SEC rejects appeal of decision shielding FINRA oversight from public

The SEC is concealing any problems it may have uncovered and addressed at FINRA in recent years from the public, financial advisors, wealth managers and their clients.

The Wall Street regulator, which supervises registered investment advisors and U.S. capital markets, serves as the only overseer of FINRA, which regulates brokers. The Government Accountability Office, a watchdog agency that reports to Congress, found in an audit last year that the SEC's frequent examinations and inspections of FINRA showed a need for clearer metrics, accountability and communication among the two regulators. But the report left out "confidential supervisory information" on the details of any conclusions or actions taken by the SEC as part of 69 different exams it conducted of FINRA between 2018 and 2020. 

It's the first time that the SEC has restricted any part of the watchdog agency's triennial reports about its supervision of FINRA as "controlled unclassified information" that is too sensitive to be released publicly. After taking six months to reject Financial Planning's initial Freedom of Information Act request for the details, the SEC tossed out FP's appeal in less than one. The denial omits any clues about what, if anything, the SEC ordered FINRA to change about its operations in order to better protect investors and enable market integrity. While FINRA has reformed in meaningful ways, its critics say it could perform much better on its core missions.

Describing FINRA as a "financial institution" for the purposes of the SEC's exemptions from the Act, Assistant General Counsel for Litigation and Administrative Practice Melinda Hardy said in an Aug. 22 letter to FP that the law doesn't apply to any "examination, operating or condition reports" used by an agency that regulates financial institutions. 

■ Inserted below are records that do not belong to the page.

PR #987, opened 2016-09-08
ACL (spike)

ejholmes:
See https://github.com/remind101/empire/wiki/ACL-Proposal

This is a spike into an ACL system using policy documents, similar to how IAM functions. This allows you to provide a set of policies when executing an action on `empire.Empire` to determine if the action should be authorized or not.

For example, if you wanted to deny the ability for anyone to create new apps, you could do this:

``` go
ctx := acl.WithPolicy(acl.Policy{
        {
                Effect: acl.Deny,
                Action: []string{"Create"},
        },
})

empire.Create(ctx, empire.CreateOpts{
        Name: "acme-inc",
})
// Output: not authorized to perform empire:Create
```

Internally, this provides a very flexible system for performing granular access control. How this gets consumed and configured in `cmd/empire` is still a question. For the GitHub authentication backend, I'm thinking that you would attach a set of policies to the github teams that you want to provide access to (See server/auth/github/acl.go)

I think this will dovetail into a 2fa integration, so that you can easily configure what commands you want to require 2fa on. 

 Feedback much appreciated!

**TODO**
- [ ] Add the `authorize(ctx, action, resource)` pre-check to all core Empire methods.
- [ ] Implement github.TeamACL.
- [x] GitHub deployments layer
- [x] CloudFormation layer.
- [ ] Docs
- [ ] Changelog


ejholmes:
One thing that's a little tricky right now, would be cases where you want to allow deployments to a specific set of apps. To do that, you might provide a policy like so:

```go
policy := Policy{
        Effect: Allow,
        Action: []string{
                "empire:Deploy",
        },
        Resource: []string{
                "acme-inc",
                "frontend",
                "backend",
        },
}
```

Now, the problem is that you can provide `empire.Deploy` with a Docker image, but an empty app name and empire will resolve it to the correct app internally. I think the desired behavior would be for empire to resolve the app name, and then determine if the policy allows the action.

server/acl/acl.go
```diff
@@ -0,0 +1,163 @@
...
+type Context struct {
+	// The Action that's being invoked.
+	Action string
+
+	// The Resource that the action is being invoked on.
+	Resource string
+}
+
+// Policy is used to define whether an action is allowed or denied.
+type Policy struct {
```
ejholmes: I'm thinking that this will be expanded with something similar to the `Condition` key in IAM policy documents, so you could do things like allow/deny requests that didn't have 2fa enabled, limit deployments to a specific Docker repo, etc.

ejholmes:
I think it would also be possible to define Empire policies within IAM, since IAM doesn't appear to do any validation on the actions defined. So, you could create IAM roles for GitHub teams, and attach the Empire policies to it, then provide those to `empire server` like `--github.team.policies=Developers:arn:aws:iam::066251891493:role/GitHubDevelopersRole`

That could get confusing though? Also may be constraining of the `Policy` type needs to be expanded.

ejholmes:
Or potentially, ship with a set of managed policies (like user, and admin) that work for most use cases, that you can map a GitHub team to:

`--github.team.policies='Developers:user,Empire Admins:admin'`

Where the policies would be defined like:

```go
user := Policy{
        Effect: Allow,
        Action: []string{
                "empire:Deploy",
                "empire:Config",
                "empire:Set",
                "empire:Rollback",
                "empire:Scale",
        },
        Resource: []string{"*"},
}

admin := Policy{
        Effect: Allow,
        Action: []string{
                "empire:*",
        },
        Resource: []string{"*"},
}
```

but I have a feeling most people will want to have more granular control over access.

server/acl/acl.go
```diff
@@ -0,0 +1,163 @@
...
+// to check if the request should be allowed.
+type Context struct {
+	// The Action that's being invoked.
+	Action string
+
+	// The Resource that the action is being invoked on.
+	Resource string
+}
+
+// Policy is used to define whether an action is allowed or denied.
```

A "broad interpretation" stemming from several court cases on exemptions from scrutiny helps "protect the security of financial institutions by withholding from the public materials containing frank evaluations of these entities, and to promote cooperation and communication between regulated entities and their examiners," Hardy wrote. The disclosure of the SEC's findings in its exams, she added "could compromise the Commission's oversight of regulated entities, including FINRA."

Hardy said she determined that partial sharing of the records also wouldn't be consistent with the purposes of exemption. FP can seek judicial review of the agency's decisions by filing a lawsuit against the agency in federal court.

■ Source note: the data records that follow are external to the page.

PR #989, opened 2016-09-10
Action Confirmations (Duo)

ejholmes:
This is a POC for the [Action Confirmations proposal](https://github.com/remind101/empire/wiki/Action-Confirmations-Proposal)

This will send the user a push notification using Duo, and block until the action is confirmed. How we'll configure what actions require this is still TBD, but might make sense to include in policies in https://github.com/remind101/empire/pull/987.

**TODO**
- [ ] Better support in GitHub Deployments.

### DIFF
--- a/action_confimations.go
+++ b/action_confimations.go
@@ -13,6 +13,8 @@ import (
 // ActionConfirmer is an interface that can be implemented to confirm that an
 // action is allowed.
 type ActionConfirmer interface {
+	fmt.Stringer
+
 	// Confirm should notify the third party of the action being performed,
 	// then block until the action has been confirmed.
 	Confirm(ctx context.Context, user *User, action Action, params map[string]string) (bool, error)
@@ -22,6 +24,10 @@ type ActionConfirmerFunc func(context.Context, *User, Action, map[string]string)
 
 func (f ActionConfirmerFunc) Confirm(ctx context.Context, user *User, action Action, params map[string]string) (bool, error) {
 	return f(ctx, user, action, params)
+}
+
+func (f ActionConfirmerFunc) String() string {
+	return "ActionConfirmerFunc"
 }
 
 // DuoActionConfirmer is an ActionConfirmer that will send the user a Duo push
@@ -49,12 +55,17 @@ func (c *DuoActionConfirmer) Confirm(ctx context.Context, user *User, action Act
 		return false, err
 	}
 
+	pushinfo := url.Values{}
+	for k, v := range params {
+		pushinfo.Set(k, v)
+	}
+
 	q := url.Values{}
 	q.Add("username", username)
 	q.Add("factor", "push")
 	q.Add("device", "auto")
 	q.Add("type", action.String())
-	//q.Add("pushinfo", )
+	q.Add("pushinfo", pushinfo.Encode())
 
 	resp, err := c.duo.Auth(q)
 	if err != nil {
@@ -64,12 +75,16 @@ func (c *DuoActionConfirmer) Confirm(ctx context.Context, user *User, action Act
 	return resp.Response.Result == "allow", nil
 }
 
-var defaultUsernameTemplate = template.Must(template.New("username").Parse(`{{.Name}}`))
+func (c *DuoActionConfirmer) String() string {
+	return "Duo"
+}
+
+var defaultDuoUsernameTemplate = template.Must(template.New("username").Parse(`{{.Name}}`))
 
 func (c *DuoActionConfirmer) username(user *User) (string, error) {
 	t := c.UsernameTemplate
 	if t == nil {
-		t = defaultUsernameTemplate
+		t = defaultDuoUsernameTemplate
 	}
 
 	b := new(bytes.Buffer)
--- a/action_confimations.go
+++ b/action_confimations.go
@@ -1,9 +1,11 @@
 package empire
 
 import (
+	"bytes"
 	"context"
 	"fmt"
 	"net/url"
+	"text/template"
 
 	"github.com/remind101/empire/pkg/duo"
 )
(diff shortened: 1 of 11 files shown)


action_confimations.go
```diff
@@ -0,0 +1,48 @@
...
+	return &DuoActionConfirmer{duo: c}
+}
+
+func (c *DuoActionConfirmer) Confirm(ctx context.Context, user *User, action string, resource string, params map[string]string) (bool, error) {
+	q := url.Values{}
+	q.Add("username", user.Name)
+	q.Add("factor", "push")
+	q.Add("device", "auto")
+	q.Add("type", action)
+	q.Add("pushinfo", fmt.Sprintf("resource=%s", resource))
```
ejholmes: Anything we include here will show up on the push info screen in duo, so we could include things like the command that's being ran.

action_confimations.go
```diff
@@ -0,0 +1,48 @@
...
+	c.Key = key
+	c.Secret = secret
+	c.Host = apiHost
+
+	return &DuoActionConfirmer{duo: c}
+}
+
+func (c *DuoActionConfirmer) Confirm(ctx context.Context, user *User, action string, resource string, params map[string]string) (bool, error) {
+	q := url.Values{}
+	q.Add("username", user.Name)
```
ejholmes: Still TBD. Right now, this is making the assumption that users in your Duo account match the username in Empire, which is unlikely to be true. This will most likely need to be configurable on the User object, so you can link an Empire user to a Duo user.

empire.go
```diff
@@ -453,8 +457,56 @@ func (opts RunOpts) Validate(e *Empire) error {
...
+	case <-ctx.Done():
+		return errors.New("timed out waiting to confirm action")
+	}
+
+	return nil
+}
+
 // Run runs a one-off process for a given App and command.
 func (e *Empire) Run(ctx context.Context, opts RunOpts) error {
+	if err := e.confirm(ctx, opts.User, "Run", opts.App.Name, nil); err != nil {
```
ejholmes: This ends up looking pretty [similar](https://github.com/remind101/empire/blob/e461e9bfd577acba67fb220bb1d6b77a3868da1a/empire.go#L197-L199) to how we check if an action is authorized in the ACL PR. May make sense to combine those, so that you can configure what actions require a confirmation via security policies.

empire.go
```diff
@@ -453,8 +457,56 @@ func (opts RunOpts) Validate(e *Empire) error {
 	return e.requireMessages(opts.Message)
 }
 
+func (e *Empire) confirm(ctx context.Context, user *User, action string, resource string, params map[string]string) error {
+	if e.ActionConfirmer == nil {
+		return nil
+	}
+
+	ctx, cancel := context.WithTimeout(ctx, time.Second*30)
```
ejholmes: Should be configurable.

empire.go
```diff
@@ -453,8 +457,56 @@ func (opts RunOpts) Validate(e *Empire) error {
...
+		)
+
+		ok, err = e.ActionConfirmer.Confirm(ctx, user, action, resource, params)
+		if err != nil {
+			errCh <- err
+			return
+		}
+
+		if !ok {
+			err = errors.New("not authorized")
```
ejholmes: Should be more descriptive.

empire.go
```diff
@@ -453,8 +457,56 @@ func (opts RunOpts) Validate(e *Empire) error {
 	return e.requireMessages(opts.Message)
 }
 
+func (e *Empire) confirm(ctx context.Context, user *User, action string, resource string, params map[string]string) error {
```
ejholmes: This will fail closed if the third party is down (Duo), which I think is the right thing to do. If we failed open, an attacker could target the third party to gain access.

ejholmes:
Something that we discussed internally:

May be nice to just start with a webhook implementation of this, and build a separate project for performing the confirmation. Couple reasons:

1. Makes it easier for people to build custom confirmations. Just build something that responds to the webhook appropriately.
2. Doesn't couple Empire to Duo. Otherwise, Empire would most likely have to be able to link Duo users to Empire users. Easier if that kind of mapping is done separately.

I think a separate project for doing these types of action confirmations would be pretty great. Similar to what Slack does [out of band notifications](https://slack.engineering/distributed-security-alerting-c89414c992d6), but better if it's just done before the action is actually executed.

ejholmes:
Ok, here's the problem I have right now: there's currently no easy way to map an Empire user, to a Duo user.

This is really just a general problem. Ideally, we might have some Identity/User directory that we can consult to say, "Hey, here's this user's github user id, who is this person in the company" or "Given this user, what's their Duo/Slack/GitHub/etc account?"

Users + their account identities could be stored in postgres, but then we'd need to build some UI to manage that. Obviously, that could be done, but I think it'd be overkill for something like Empire. Maybe you could provide Empire with a `users.yaml` file like:

```yaml
"eric.holmes@example.org":
  name: "Eric Holmes"
  github:
    id: 1234
  duo:
    username: foo@example.org
```

Where the key is really the identity of the user inside the company. So if I log in with my GitHub account, then it just maps my GitHub user id to my identity.

This then brings up another question. Currently, when using the GitHub authentication backend, we obtain an authorization from github, then encode the GitHub API token inside a JWT encoded Empire API token. In subsequent requests, we use that token to check their org/team membership. Ideally, we'd consult the Identity/User directory to get their API token, so we can check membership within other control layers (like GH deployments).

Bit of a rabbit hole...

ejholmes:
I think probably a good alternative to re-writing all of the user management may be to just use emails as the "canonical" user id. For us, that would work fine with Duo since the username always matches the employees email. When authing with GH, we can pull their `@example.org` email and make that the user id. Convention over configuration.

Representatives for the SEC didn't respond to requests for further information about its oversight of FINRA or its reasons for not sharing the results of exams publicly. 

GAO officials also rejected FP's requests for the records, citing the SEC's determination that the information is too sensitive to be public. A half dozen members of Congress on committees that oversee the SEC didn't respond to inquiries asking to obtain the records.

The Financial Industry Regulatory Authority is not a government agency per se and is technically a self-regulatory organization that's overseen by the SEC, a status that does not appear to fit with Hardy's classification. It is not a financial institution, according to widely accepted definitions, or its own. On its website, FINRA calls itself "a government-authorized not-for-profit organization."

According to the Code of Federal Regulations, a list of general and permanent regulations published by the executive departments and agencies of the federal government, a financial institution means "any U.S. entity that is engaged in the business of accepting deposits, making, granting, transferring, holding, or brokering loans or credits, or purchasing or selling foreign exchange, securities, commodity futures or options, or procuring purchasers and sellers thereof, as principal or agent."

Regardless, the SEC has closed access to its FINRA exam findings. The GAO's audit of the SEC is one of 32 in the last fiscal year designated as "restricted" based on executive agency determinations that they had "classified information or controlled unclassified information." While the watchdog of the federal government completed its full report in July 2021, five months before it released a public version, the former is available only to Congress. Besides covering predictable classified topics such as military ships, aircraft and weapons, other restricted reports include ones on IRS operations, digital currencies and information technology.

In 2010, the Dodd-Frank Law sought to restore faith in the financial system during the Great Recession and after the revelations of the Bernie Madoff scam, in part through a provision ordering the GAO to probe the SEC's oversight of FINRA every three years. While it's unclear what findings or initiatives are missing from the public version of the GAO's report, the deletion should concern advisors and the public because it allows the regulators to avoid any potential accountability, said fraud and regulatory expert Douglas Schulz of Invest Securities Consulting.

"Every scam, every fraud perpetrated on the American investor has been done right under the nose of FINRA and the SEC," Schulz said. "It may be that it's not so much that we might see what the SEC found is wrong with FINRA. We might see that they hardly did anything."

In June, the GAO issued an incremental report noting that the SEC is working to implement the watchdog's three recommendations stemming from its earlier review of the SEC's FINRA oversight. The SEC "generally agreed" with the watchdog's proposals calling for more reliable performance measures of performance, better tracking of deficiencies and corrective actions and new procedures to explain the significance of its FINRA exam findings. In its report last year, the GAO took the SEC to task for what it called a lack of "outcome-oriented" data and "useful information for decision-making" from its reviews of FINRA.